Are there any PT members using BM AURA or equivalent self priming paints for their prime/base and finish coats exclusively in NEW construction?

I painted my whole new house with it except the ceilings. I have tried the BM Ceiling paint a few times and was not comfortable with the results and have been gun shy to use it more frequently.

We are almost 100% AURA now in repaints as it saves a ton of time and increases our efficiencies. We also use it extensively in small rooms with new drywall. 

I do however, like the finish/build a good coat of primer leaves on new drywall. All drywall here is level 4. 


Any comments, thoughts, experiences to share?


----------



## jack pauhl (Nov 10, 2008)

Interesting topic. Good question. Because all I really ever paint is new drywall I am going to chime in by saying i have used many paints as self priming paints on new construction for a 2 coat process with a very wide variety of results. I have only two I'd recommend, the Glidden Ultra-Hide 1410 semi-matte and BEHR Ultra satin. Its not so much an adhesion issue with the other paints I used but rather the uniformity factor in the finish for 2 coats.

I would be curious to know anyone using Aura on straight bare board too. How it looks, and how it touches up.


----------



## jason123 (Jul 2, 2009)

I've always wondered about the self priming paints.. Can it be used on new construction and will it actually seal the wall. The job im on now im going to spot prime all the touchups of plaster and then top coat .. I would just use one paint.. however pretty sceptical if its actually going to prevent the flashing!!!


----------



## jack pauhl (Nov 10, 2008)

jason123 said:


> I've always wondered about the self priming paints.. Can it be used on new construction and will it actually seal the wall. The job im on now im going to spot prime all the touchups of plaster and then top coat .. I would just use one paint.. however pretty sceptical if its actually going to prevent the flashing!!!

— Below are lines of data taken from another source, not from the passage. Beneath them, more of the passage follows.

PR #291, opened 2015-05-13
Split categorize and scrape.

### LINKED ISSUE #196: Split scrape and categorization tasks.
We should make the queue divide up the scraping tasks so more urgent tasks are dealt with sooner.

alexgerstein:
Closes #196.

### DIFF
--- a/manage.py
+++ b/manage.py
@@ -14,7 +14,8 @@ from sourcemash.database import db
 from sourcemash.models import User, Feed, Item, Category, UserItem
 
 from worker import create_worker
-from worker.scraper import scrape_and_categorize_articles
+from worker.categorize import Categorizer
+from worker.scraper import scrape_feed_articles, categorize_feed_articles
 
 from datetime import datetime
 import json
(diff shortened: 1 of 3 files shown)


manage.py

Like I mentioned above and even with paint not sold as "self priming", the issue is rarely an adhesion/sealing issue but more like you're concerned about, the flashing aspect. Thats really more the issue IMO and hard to get out of a 2 coat system. 

Your new homes have plaster or are you loosely using the term plaster for mud or patching? I'd be more concerned with paints of sheen than flat paint.

What sheen in Aura are you guys using on a regular basis or more of?


----------



## briancreary (Oct 12, 2010)

*Aura*

We are talking about my all time favorite paint now. I love Aura...but. on bare Drywall I would still start with a PVA primer for a couple reasones. The Poly vinyl will block moisture coming from the inside of the home and gives you a good starting point with stippling to run your Aura. I will say that I typically do re-paints and get very little new construction any more (thanks State of Michigan economy), so it is nothing for me to PVA, sand, Aura, sand, Aura again; this may be a bit much on a whole house when you just want to get the money flowing. 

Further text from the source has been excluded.